(Records from a data source)

PR #4146, opened 2025-01-16
feat(FN-3670): correction sent page e2e-tests

RLavender98:
## Introduction :pencil2:
The correction sent page was added before there was a complete journey for the user to get to the page. This PR adds those e2e-tests now that the user journey is complete enough for them.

- **The task**
Each of the records should be written out precisely as given.

- **Solved problem**
PR #4146, opened 2025-01-16
feat(FN-3670): correction sent page e2e-tests

RLavender98:
## Introduction :pencil2:
The correction sent page was added before there was a complete journey for the user to get to the page. This PR adds those e2e-tests now that the user journey is complete enough for them.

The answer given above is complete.